▸ **ASSIGNMENT**:
Here are some records; copy every line that holds the word "parsing".

▸ **DATA TO PROCESS**:

Issue #400, opened 2024-03-19
feature (PE): add rich header


JohnScience:
More about rich header: <https://bytepointer.com/articles/the_microsoft_rich_header.htm>.

Algorithm for parsing: <https://0xrick.github.io/win-internals/pe3/#rich-header>

Absence of rich header parsing for me is a non-issue but may be useful for those who do cybersecurity and malware analysis.

PR #406, opened 2024-04-13
PE: parse rich header and refactor DOS stub parser

kkent030315:
This PR adds parsing of Rich headers, as someone opened issue #400.

- Added rich header `goblin::pe::header::RichHeader` `goblin::pe::header::RichMetadata` parsing if present, with success/fail/corrupted tests.
- DOS stub is now non-fixed size of slice reference, and explicitly isolated from the DOS header.
  - The DOS stub is not always guaranteed to be 64-bytes long; there are some linkers (Borland C++) and PE packers generate application-specific DOS stub; (#422) and
  - The DOS stub includes the DOS header in definition. The DOS header and DOS stub are sometimes known to be separate, but also sometimes together. This is confusing stuff, and there are no official statement. By design, separating the header and the stub would be preferred. Concating them in the higher implementations (on the user side) are pretty easiest than making it together (otherwise user needs to mess with the raw buffer in the higher implementations.. bad).

I took the constant bytes in the test code from [mthiesen/link-patcher](https://github.com/mthiesen/link-patcher) (MIT). If this can potentially be license incompliance, I am happy to make own specimens for testing.


kkent030315:
I'm a bit tired, will fix the CI at the rest of today or tomorrow.

src/pe/header.rs
```diff
@@ -775,11 +795,12 @@ impl CoffHeader {
 ///
 /// The PE header is located at the very beginning of the file and
 /// is followed by the section table and sections.
-#[derive(Debug, PartialEq, Copy, Clone, Default)]
-pub struct Header {
+#[derive(Debug, PartialEq, Clone, Default)]
+pub struct Header<'a> {
     pub dos_header: DosHeader,
     /// DOS program for legacy loaders
-    pub dos_stub: DosStub,
```
m4b, line 782: breaking change, and unclear why it went from `DosStub` to `&[u8]`

src/pe/header.rs
```diff
@@ -1071,6 +1225,69 @@ mod tests {
         0x00, 0x00, 0x00, 0x00, 0x00, 0x00, 0x00, 0x00, 0x00, 0x00, 0x00, 0x00, 0x00,
     ];
 
+    static NO_RICH_HEADER: [u8; 262] = [
```
m4b, line 1228: this should be `const` not `static`

src/pe/mod.rs
```diff
@@ -410,7 +410,7 @@ impl<'a> ctx::TryIntoCtx<scroll::Endian> for PE<'a> {
             }
             _ => None,
         };
-        bytes.gwrite_with(self.header, &mut offset, ctx)?;
+        bytes.gwrite_with(self.header.clone(), &mut offset, ctx)?;
```
m4b, line 413: i think keeping copy derive on self.header is fine, and also its a breaking change to remove

src/pe/header.rs
```diff
@@ -814,20 +831,21 @@ impl Header {
...
 
-impl ctx::TryIntoCtx<scroll::Endian> for Header {
+impl<'a> ctx::TryIntoCtx<scroll::Endian> for Header<'a> {
     type Error = error::Error;
 
     fn try_into_ctx(self, bytes: &mut [u8], ctx: scroll::Endian) -> Result<usize, Self::Error> {
         let offset = &mut 0;
         bytes.gwrite_with(self.dos_header, offset, ctx)?;
-        bytes.gwrite_with(self.dos_stub, offset, ctx)?;
+        bytes.gwrite_with(self.dos_stub, offset, ())?;
```
m4b, line 848: i'd expect this to use the same ctx here but maybe there's a good reason

src/pe/header.rs
```diff
@@ -393,17 +409,21 @@ impl DosHeader {
 ///
 /// * De facto, can be followed by a non-standard ["Rich header"](https://0xrick.github.io/win-internals/pe3/#rich-header).
 /// * According to the standard, is followed by the  [Header::signature] and then the [CoffHeader].
-pub struct DosStub(pub [u8; 0x40]);
-impl Default for DosStub {
+pub struct DosStub<'a> {
+    pub data: &'a [u8],
```
m4b, line 413: this is a breaking change, going from newtype struct to regular struct with named field

src/pe/header.rs
```diff
@@ -381,10 +380,27 @@ impl DosHeader {
             pe_pointer,
         })
     }
+
+    /// Parse the DOS stub.
+    ///
+    /// The DOS stub is a small program that prints the message "This program cannot be run in DOS mode" and exits; and
+    /// is not really read for the PECOFF file format. It's a relic from the MS-DOS era.
+    pub fn parse_dos_stub<'a>(bytes: &'a [u8], pe_pointer: u32) -> error::Result<&'a [u8]> {
```
m4b, line 388: I would expect this fucntion to be `pub fn new` in the impl of `DosStub`?

src/pe/header.rs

▸ **SOLUTION TO THE PROBLEM**:
Algorithm for parsing: <https://0xrick.github.io/win-internals/pe3/#rich-header>
Absence of rich header parsing for me is a non-issue but may be useful for those who do cybersecurity and malware analysis.
This PR adds parsing of Rich headers, as someone opened issue #400.
- Added rich header `goblin::pe::header::RichHeader` `goblin::pe::header::RichMetadata` parsing if present, with success/fail/corrupted tests.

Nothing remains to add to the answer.